The regulations define "applicable clinical trial" (ACT) in 42 CFR 11.10(a) and in 42 CFR 11.22 describe which ACTs are subject to the registration requirements. A clinical trial or study initiated on or after January 18, 2017, that meets certain conditions in 42 CFR 11.22(b)(1) or (2) will be considered to meet the definition of an applicable clinical trial. One of these conditions is whether the drug, biological, or device product "under investigation is a Product Manufactured in and Exported from the U.S. or one of its territories for study in another country." (42 CFR 11.22(b)(1)(ii)(D)(2) and 42 CFR 11.22(b)(2)(iv)(B)) The regulations also define the "Product Manufactured in and Exported from the U.S." in 42 CFR 11.10(b)(15) as meaning "any drug product (including a biological product) or device product studied in the clinical trial is manufactured in the United States or one of its territories and exported for study in a clinical trial in another country."

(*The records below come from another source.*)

PR #7863, opened 2021-07-23
test: fix flaky version checker test by using simpler mock

agavra:
### Description 

This does two things:
1. fixes a flaky test by using a mock wire instead of spinning up an entire mocked proxy server 
2. removes a dependency that has historically caused us some grief as it depends on specific netty versions

Rejoice!

### Testing done 

Test would fail 1/10 runs locally before this change, didn't fail with 1k runs afterwards.

### Reviewer checklist

### DIFF
--- a/ksqldb-version-metrics-client/pom.xml
+++ b/ksqldb-version-metrics-client/pom.xml
@@ -56,35 +56,15 @@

The agency explained that the term "manufacture" is used as a "short-hand for all device [or drug] activities within FDA's jurisdiction." (81 FR 65011 (device), 81 FR 65014 (drug)) Therefore, any step in the manufacturing of the device or drug product (including device components, drug active ingredients, and packaging/labeling) that occurs in the United States (or one of its territories) would be considered "manufactured" in the United States.

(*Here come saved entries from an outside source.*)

PR #7868, opened 2021-07-23
feat: add storage utilization metrics

lct45:
### Description 
As part of the observability metrics we're adding in Q3, we'd like to see storage metrics. This adds storage metrics by node, task, and query. 

### Testing done 
Tested locally that the metrics picked up, added unit tests, did benchmarking

### Reviewer checklist


ksqldb-engine/src/main/java/io/confluent/ksql/internal/UtilizationMetricsListener.java
```diff
@@ -15,52 +15,137 @@
...
+
+  public void nodeDiskUsage(
+      final List<MetricsReporter.DataPoint> dataPoints,
+      final Instant sampleTime) {
+    for (File f : streamsDirectories) {
+      final double freeSpace = f.getFreeSpace();
+      final long totalSpace = f.getTotalSpace();
+      final double percFree = percentage(freeSpace, (double) totalSpace);
+      dataPoints.add(new MetricsReporter.DataPoint(sampleTime,"storage-usage", freeSpace));
+      dataPoints.add(new MetricsReporter.DataPoint(sampleTime,"storage-usage-perc", percFree));
```
lct45, line 105: I found that looking at the raw free space number didn't give me a sense of how full my disk was, but maybe other people automatically know how much space there is total? For task level we don't have total file size so maybe we don't want it here either for consistency

ksqldb-engine/src/main/java/io/confluent/ksql/internal/UtilizationMetricsListener.java
```diff
@@ -15,52 +15,138 @@
...
   }
+
+  public void nodeDiskUsage(
+      final List<MetricsReporter.DataPoint> dataPoints,
+      final Instant sampleTime) {
+    for (File f : streamsDirectories) {
+      final long totalSpace = f.getTotalSpace();
+      final long usedSpace = totalSpace - f.getFreeSpace();
+      final double percFree = percentage((double) usedSpace, (double) totalSpace);
+      dataPoints.add(new MetricsReporter.DataPoint(sampleTime,"storage-usage", (double) usedSpace));
```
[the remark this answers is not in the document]
guozhangwang: Also: seems we are only keep three data points here since the next file's usage would simply overwrite the previous ones, is that intentional??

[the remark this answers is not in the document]
lct45: Hmm yeah good point @guozhangwang. Looking back at this I'm really reporting storage usage by query which I do later. I switched it to aggregate all of the files and return the final result as the node reporting. I saw your comment back on the one-pager about if getting the query storage usage here with `f.getFreeSpace` will be more accurate than aggregating `sst-file-size`, I'll leave log lines in and see if I can get a read on that during benchmarks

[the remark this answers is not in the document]
guozhangwang: Makes sense, thanks.

ksqldb-engine/src/main/java/io/confluent/ksql/internal/UtilizationMetricsListener.java
```diff
@@ -15,52 +15,258 @@
...
+      metricRegistry.addMetric(
+        metricRegistry.metricName(
+          "query-storage-usage",
+          "ksql-utilization-metrics",
+          ImmutableMap.of("query-id", queryId)),
+        (Gauge<Object>) (config, now) -> queryStorageMetrics.get(queryId)
+      );
+      metrics.put(queryId, new ArrayList<>());
+    }
+    // We've seen metric for this query before
```
guozhangwang, line 135: nit: for this query's task

ksqldb-engine/src/main/java/io/confluent/ksql/internal/UtilizationMetricsListener.java
```diff
@@ -15,52 +15,258 @@
...
-public class UtilizationMetricsListener implements Runnable, QueryEventListener {
+public class UtilizationMetricsListener implements MetricsReporter {
+  private final ConcurrentHashMap<String, Long> queryStorageMetrics;
+  private final Map<String, List<String>> metrics;
+  private final Metrics metricRegistry;
+  private final File baseDir;
+  private final Collection<TaskStorageMetric> registeredMetrics;
+
+  public UtilizationMetricsListener(final KsqlConfig config, final Metrics metricRegistry) {
+    this.queryStorageMetrics = new ConcurrentHashMap<>();
```
guozhangwang, line 51: Could you elaborate a bit more about the differences of these three collections: the `metrics` map, the `queryStorageMetrics` map, and the `registeredMetrics` set. From what I can see it seems:

* `queryStorageMetrics` is used for the per-query metrics, but it was not populated and updated anywhere.
* `registeredMetrics` is used for per-query-task metrics
* `metrics` is also used for storing per-query metrics?

The relationships of these and how they are leveraged / updated are all not very clear to me.

ksqldb-engine/src/main/java/io/confluent/ksql/internal/UtilizationMetricsListener.java
```diff
@@ -15,52 +15,258 @@
...
+          ImmutableMap.of("query-id", queryId)),
+        (Gauge<Object>) (config, now) -> queryStorageMetrics.get(queryId)
+      );
+      metrics.put(queryId, new ArrayList<>());
+    }
+    // We've seen metric for this query before
+    if (metrics.get(queryId).contains(taskId)) {
+      // we have this task metric already, just need to update it
+      resetMetric(metric);
+      for (TaskStorageMetric storageMetric : registeredMetrics) {
```
guozhangwang, line 139: Why not put this for loop into the `resetMetric` as well??

guozhangwang (commented):
Made a second pass; but it seems this PR is not complete and ready for review yet? @lct45 please feel free to ping me when it's done.

ksqldb-engine/src/main/java/io/confluent/ksql/internal/UtilizationMetricsListener.java
```diff
@@ -15,52 +15,256 @@
...
+      metricRegistry.addMetric(
+        metricRegistry.metricName(
+          "query-storage-usage",
+          "ksql-utilization-metrics",
+          ImmutableMap.of("query-id", queryId)),
+        (Gauge<BigInteger>) (config, now) -> computeQueryMetric(queryId)
+      );
+      metricsSeen.put(queryId, new ArrayList<>());
+    }
+    final TaskStorageMetric newMetric = new TaskStorageMetric(
```
rodesai, line 133: I think you can simplify this bit with a few changes:
- make `metricsSeen` a map from query id to a map from task id to `TaskStorageMetric` (e.g. `Map<String, Map<String, TaskStorageMetric>`)
- there's no need for `resetAndUpdateMetric` - you just need to call `add` on `TaskStorageMetric` and the value will get replaced in the map. Also technically that case should never actually happen - consider adding a warning log

Then this bit can just be:
```
final TaskStorageMetric taskMetric;
if (!metricsSeen.get(queryId).contains(taskId)) {
    taskMetric = new TaskStorageMetric(...);
    metricsSeen.get(queryId).add(taskId, new taskMetric);
    metricRegistry.addMetric(...)
} else {
    taskmetric = metricsSeen.get(queryId).get(taskId);
}
taskMetric.add(metric);
```

This should simplify removal too since you don't have to iterate the whole list.

ksqldb-engine/src/main/java/io/confluent/ksql/internal/UtilizationMetricsListener.java
```diff
@@ -15,52 +15,256 @@
...
+    if (!metric.metricName().name().equals("total-sst-files-size")) {
+      return;
+    }
+    final String taskId = metric.metricName().tags().getOrDefault("task-id", "");
+    final String queryIdTag = metric.metricName().tags().getOrDefault("thread-id", "");
+    Pattern pattern = Pattern.compile("(?<=query_)(.*?)(?=-)");
+    Matcher matcher = pattern.matcher(queryIdTag);
+    final String queryId = matcher.find() ? matcher.group(1) : "";
+    // if we haven't seen a task for this query yet
+    if (!metricsSeen.containsKey(queryId)) {
```
rodesai, line 123: everything from this line down to the end of this method needs to be in a synchronized block. I wouldn't synchronize this whole method though because most of the time it's called it doesn't need to do anything (since most metrics will fail the initial check).

ksqldb-engine/src/main/java/io/confluent/ksql/internal/UtilizationMetricsListener.java
```diff
@@ -15,52 +15,256 @@
...
+
+  public static class TaskStorageMetric {
+    final MetricName metricName;
+    private final Map<MetricName, KafkaMetric> metrics = new ConcurrentHashMap<>();
+
+    TaskStorageMetric(final MetricName metricName) {
+      this.metricName = metricName;
+    }
+
+    private void add(final KafkaMetric metric) {
```
rodesai, line 236: add, remove, and getValue need to be synchronized - streams threads may be creating/removing state stores while telemetry is reading the value

ksqldb-engine/src/main/java/io/confluent/ksql/internal/UtilizationMetricsListener.java
```diff
@@ -15,52 +15,256 @@
...
+    final List<TaskStorageMetric> taskMetrics = metricsSeen.get(queryId);
+    taskMetrics.forEach(r -> r.remove(metric));
+    for (TaskStorageMetric storageMetric : taskMetrics) {
+      if (storageMetric.getTaskId().equals(taskId)) {
+        storageMetric.add(metric);
+      }
+    }
+  }
+
+  final BigInteger computeQueryMetric(final String queryId) {
```
rodesai, line 220: this needs to be synchronized with metric addition and removal.

ksqldb-engine/src/main/java/io/confluent/ksql/internal/UtilizationMetricsListener.java
```diff
@@ -15,52 +15,256 @@
...
+      dir = map.get(StreamsConfig.STATE_DIR_CONFIG).toString();
+    } else {
+      dir =  StreamsConfig.configDef().defaultValues().get(StreamsConfig.STATE_DIR_CONFIG).toString();
+    }
+    configureShared(new File(dir), this.metricRegistry);
+  }
+
+  private static void configureShared(final File baseDir, final Metrics metricRegistry) {
+    synchronized (lock) {
+      if (registeredNodeMetrics != null) {
```
rodesai, line 85: Rather than keeping the registered metrics in a collection, why not just use a single boolean that you set to true once the node-level metrics are registered? You actually don't even need a lock in that case - it can just be an atomic boolean:

```
static AtomicBoolean  registeredNodeMetrics = new AtomicBoolean(false);

private static void configureShared(final File baseDir, final Metrics metricsRegistry) {
    if (registeredNodeMetrics.getAndSet(true)) {
        // already registered;
        return;
    }
    // add the node level metrics
}
```

ksqldb-engine/src/main/java/io/confluent/ksql/internal/UtilizationMetricsListener.java
rodesai: never mind - noticed this is a `ConcurrentHashMap`

ksqldb-engine/src/main/java/io/confluent/ksql/internal/UtilizationMetricsListener.java
rodesai: Also, to be extra careful I would call `metricValue` outside of the lock. `metricValue` is going to call into Streams, which could in theory (though very unlikely) try to take a lock that another stream thread holds while waiting to get our lock (because that thread is trying to register a metric).

ksqldb-engine/src/main/java/io/confluent/ksql/internal/UtilizationMetricsListener.java
lct45: What case should never happen, calling add on an existing `TaskStorageMetric`? The rest of this makes sense and makes it cleaner

ksqldb-engine/src/main/java/io/confluent/ksql/internal/UtilizationMetricsListener.java
lct45: Just to clarify, is this still true since the metric map is a concurrent hash map?

ksqldb-engine/src/main/java/io/confluent/ksql/internal/UtilizationMetricsListener.java
lct45: Synchronized on `metricsSeen`, not `metricsRegistry`, right?

ksqldb-engine/src/main/java/io/confluent/ksql/internal/StorageUtilizationMetrics.java
```diff
@@ -0,0 +1,254 @@
...
+  private static void configureShared(final File baseDir, final Metrics metricRegistry) {
+    if (registeredNodeMetrics.getAndSet(true)) {
+      return;
+    }
+    final MetricName nodeAvailable =
+        metricRegistry.metricName("node-storage-available", METRIC_GROUP);
+    final MetricName nodeTotal =
+        metricRegistry.metricName("node-storage-total", METRIC_GROUP);
+    final MetricName nodeUsed =
+        metricRegistry.metricName("node-storage-used", METRIC_GROUP);
```
lct45, line 84: @rodesai I can't remember what we landed on for node metrics - IIRC calculated storage used by doing (f.getTotalSpace - f.getFreeSpace) isn't actually accurate for what we want. Given that, do we just want to report f.getFreeSpace? Or f.getFreeSpace and f.getTotalSpace?

lct45: Additionally for naming these + the other storage metrics, do we want to add a unit suffix? eg `_bytes`

rodesai: > IIRC calculated storage used by doing (f.getTotalSpace - f.getFreeSpace) isn't actually accurate for what we want. Given that, do we just want to report f.getFreeSpace? Or f.getFreeSpace and f.getTotalSpace?

I thought we determined it was probably accurate, and the disparity we saw was very small (18MB) and probably explained by the workload continuing to run between the time you printed the metrics and the time you looked at `df`. So we decided to get a PR out and we can test on a cloud instance rather than on our macbooks.

And yeah a `_bytes` suffix makes sense - good call

ksqldb-engine/src/main/java/io/confluent/ksql/internal/StorageUtilizationMetrics.java
```diff
@@ -0,0 +1,254 @@
...
+    final Pattern pattern = Pattern.compile("(?<=query_|transient_)(.*?)(?=-)");
+    final Matcher matcher = pattern.matcher(queryIdTag);
+    return matcher.find() ? matcher.group(1) : "";
+  }
+
+  static void reset() {
+    registeredNodeMetrics.getAndSet(false);
+  }
+
+  public static class TaskStorageMetric {
```
rodesai, line 216: make this private

ksqldb-engine/src/main/java/io/confluent/ksql/internal/StorageUtilizationMetrics.java
```diff
@@ -0,0 +1,254 @@
...
+  @Override
+  public void metricChange(final KafkaMetric metric) {
+    if (!metric.metricName().name().equals("total-sst-files-size")) {
+      return;
+    }
+    final String taskId = metric.metricName().tags().getOrDefault("task-id", "");
+    final String queryId = getQueryId(metric);
+
+    // if we haven't seen a task for this query yet
+    synchronized (metricsSeen) {
```
rodesai, line 109: can you move this into another method like `private synchronized void handleNewSstFilesSizeMetric(final KafkaMetric metric, final String taskId, final String queryId) {...`?

ditto for the other side of this in `metricRemoval`

ksqldb-engine/src/main/java/io/confluent/ksql/internal/StorageUtilizationMetrics.java
```diff
@@ -0,0 +1,254 @@
...
+  @Override
+  public void metricRemoval(final KafkaMetric metric) {
+    final MetricName metricName = metric.metricName();
+    if (!metricName.name().equals("total-sst-files-size")) {
+      return;
+    }
+
+    final String queryId = getQueryId(metric);
+    final String taskId = metric.metricName().tags().getOrDefault("task-id", "");
+    final TaskStorageMetric taskMetric = metricsSeen.get(queryId).get(taskId);
```
rodesai, line 154: move everything below this into another method like:

`private synchronized void handleRemovedSstFileSizeMetric(...`

ksqldb-engine/src/main/java/io/confluent/ksql/internal/StorageUtilizationMetrics.java
```diff
@@ -0,0 +1,254 @@
...
+  }
+
+  @Override
+  public void contextChange(final MetricsContext metricsContext) {
+
+  }
+
+  private BigInteger computeQueryMetric(final String queryId) {
+    BigInteger queryMetricSum = BigInteger.ZERO;
+    for (Map.Entry<String, TaskStorageMetric> entry : metricsSeen.get(queryId).entrySet()) {
```
rodesai, line 199: we need to synchronize the bit here that iterates over the map. However we don't want to synchronize the part that gets the metric (to eliminate the risk of a deadlock). So you can write this like:

```
private BigInteger computeQueryMetric(final String queryId) {
    BigInteger queryMetricSum = BigInteger.ZERO;
    for (final Supplier<BigInteger> gauge : getGaugesForQuery(queryId)) {
        queryMetricSum = queryMetricSum.add(gauge.get());
    }
    return queryMetricSum;
}

private synchronized Collection<Supplier<BigInteger>> getGaugesForQuery(final String queryId) {
    return metricsSeen.get(queryId).values().stream()
       .map(v -> () -> v.getValue())
}
```

ksqldb-engine/src/main/java/io/confluent/ksql/internal/StorageUtilizationMetrics.java
lct45: And we have to do this because the hashmap is a concurrent hashmap, right? So when we access it we need to do it in a synchronized fashion? Is there something different about using a synchronized function rather than a synchronized block or is the synchronized function easier to use

ksqldb-engine/src/main/java/io/confluent/ksql/internal/StorageUtilizationMetrics.java
```diff
@@ -0,0 +1,280 @@
...
+    return matcher.find() ? matcher.group(1) : "";
+  }
+
+  static void reset() {
+    registeredNodeMetrics.getAndSet(false);
+  }
+
+  private static class TaskStorageMetric {
+    final MetricName metricName;
+    private final Map<MetricName, KafkaMetric> metrics = new ConcurrentHashMap<>();
```
guozhangwang, line 244: Hmm, are we having more than one metric here? Since we are filtering on `metric.metricName().name().equals("total-sst-files-size")` at the first place, we would end up with only that metric name right?

ksqldb-engine/src/main/java/io/confluent/ksql/internal/StorageUtilizationMetrics.java
```diff
@@ -0,0 +1,280 @@
...
+  }
+
+  private String getQueryId(final KafkaMetric metric) {
+    final String queryIdTag = metric.metricName().tags().getOrDefault("thread-id", "");
+    final Pattern pattern = Pattern.compile("(?<=query_|transient_)(.*?)(?=-)");
+    final Matcher matcher = pattern.matcher(queryIdTag);
+    return matcher.find() ? matcher.group(1) : "";
+  }
+
+  static void reset() {
```
guozhangwang, line 238: nit: add a comment indicating it is only for testing?

ksqldb-engine/src/main/java/io/confluent/ksql/internal/StorageUtilizationMetrics.java
```diff
@@ -0,0 +1,280 @@
...
+  }
+
+  private synchronized void handleRemovedSstFileSizeMetric(
+      final TaskStorageMetric taskMetric,
+      final KafkaMetric metric,
+      final String queryId,
+      final String taskId
+  ) {
+    // remove storage metric for this task
+    taskMetric.remove(metric);
```
guozhangwang, line 201: See my other comment: if we would only ever have one metric under that task, then we can simplify this a bit.

ksqldb-engine/src/main/java/io/confluent/ksql/internal/StorageUtilizationMetrics.java
```diff
@@ -0,0 +1,280 @@
...
+import org.apache.kafka.common.MetricName;
+import org.apache.kafka.common.config.ConfigException;
+import org.apache.kafka.common.metrics.Gauge;
+import org.apache.kafka.common.metrics.KafkaMetric;
+import org.apache.kafka.common.metrics.Metrics;
+import org.apache.kafka.common.metrics.MetricsContext;
+import org.apache.kafka.common.metrics.MetricsReporter;
+import org.apache.kafka.streams.StreamsConfig;
+
+public class StorageUtilizationMetrics implements MetricsReporter {
```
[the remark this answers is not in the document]
lct45: @rodesai may have something more specific here but IIUC `io.confluent.ksql.internal.MetricsReporter` is used [here](https://github.com/confluentinc/ksql/pull/7955/files#diff-4c1031f82c6992cfa0176cf66f3857a1902b9ace4d2afa5fd7fd55e0b58fc15e) to report a ksql metric object `dataPoint` and `org.apache.kafka.common.metrics.MetricsReporter` is used for `KafkaMetric`s

ksqldb-engine/src/main/java/io/confluent/ksql/internal/StorageUtilizationMetrics.java
```diff
@@ -0,0 +1,280 @@
...
+    return metricsSeen.get(queryId).values().stream()
+      .map(v -> (Supplier<BigInteger>) v::getValue)
+      .collect(Collectors.toList());
+  }
+
+  private String getQueryId(final KafkaMetric metric) {
+    final String queryIdTag = metric.metricName().tags().getOrDefault("thread-id", "");
+    final Pattern pattern = Pattern.compile("(?<=query_|transient_)(.*?)(?=-)");
+    final Matcher matcher = pattern.matcher(queryIdTag);
+    return matcher.find() ? matcher.group(1) : "";
```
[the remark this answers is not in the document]
lct45: We should always find a match for queries, although my regex skills aren't incredible so it depends on if anyone else sees any issues on L 233 😉.  But I think you're right - we should treat it as a bug. I'm hesitant to crash the app if the queryId isn't showing up for a metric, on the other hand, if we only log an error we likely won't know that we're missing metrics... We also don't want to continue reporting any of these metrics if we don't have a queryID imo, so maybe throwing is the right way to go. LMK what you think

ksqldb-engine/src/main/java/io/confluent/ksql/internal/StorageUtilizationMetrics.java
lct45: From what I understand, `total-sst-files-size` is broken down by store, so we may have multiple stores per task. The `storeName` is included in the tag map so the metric names would be different if you had multiple stores under one task

ksqldb-engine/src/main/java/io/confluent/ksql/internal/StorageUtilizationMetricsReporter.java
```diff
@@ -0,0 +1,288 @@
...
+
+    metricRegistry.addMetric(
+        nodeAvailable,
+        (Gauge<Long>) (config, now) -> baseDir.getFreeSpace()
+    );
+    metricRegistry.addMetric(
+        nodeTotal,
+        (Gauge<Long>) (config, now) -> baseDir.getTotalSpace()
+    );
+    metricRegistry.addMetric(
```
rodesai, line 100: can you add a `storage_utilization` metric that returns ((baseDir.getTotalSpace - baseDir.getFreeSpace) / baseDir.getTotalSpace)

lct45: There should be no risk of division by 0 here, right? Since our `baseDir` should always exist

lct45: And do you want this all the way up to the metrics api + exposed to users?

rodesai: > There should be no risk of division by 0 here, right? Since our baseDir should always exist

yeah that should never happen

> And do you want this all the way up to the metrics api + exposed to users?

yeah, the max value of this metric (over all the nodes) is what we want to show users in cloud

rodesai (approved):
LGTM

ksqldb-engine/src/main/java/io/confluent/ksql/internal/StorageUtilizationMetrics.java
guozhangwang: Ah yes, you're right :)

guozhangwang:
LGTM.

rodesai (approved):
LGTM

ksqldb-engine/src/main/java/io/confluent/ksql/internal/StorageUtilizationMetricsReporter.java
```diff
@@ -0,0 +1,286 @@
...
+import org.apache.kafka.common.MetricName;
+import org.apache.kafka.common.config.ConfigException;
+import org.apache.kafka.common.metrics.Gauge;
+import org.apache.kafka.common.metrics.KafkaMetric;
+import org.apache.kafka.common.metrics.Metrics;
+import org.apache.kafka.common.metrics.MetricsContext;
+import org.apache.kafka.common.metrics.MetricsReporter;
+import org.apache.kafka.streams.StreamsConfig;
+
+public class StorageUtilizationMetricsReporter implements MetricsReporter {
```
sirianni, line 46: I don't understand why you are implementing a new `MetricsReporter` here.

A `MetricsReporter` is for _reporting_ metrics via different mechanisms (JMX, etc.).  For defining new metrics, you typically just create a new `KafkaMetric` and call [Metrics.addMetric()](https://github.com/confluentinc/ce-kafka/blob/master/clients/src/main/java/org/apache/kafka/common/metrics/Metrics.java#L490).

In addition, the drug, biological, or device product "under investigation" as described in 42 CFR 11.22(b)(1)(ii)(D)(2) and 42 CFR 11.22(b)(2)(iv)(B) includes products that are used in the clinical trial in conjunction with, or compared to, each other. If a drug, biological, or device product is tested in conjunction with, or compared to, one or more other drug, biological, or device products (including a placebo or sham), then the products would be considered "under investigation" for purposes of this ACT condition.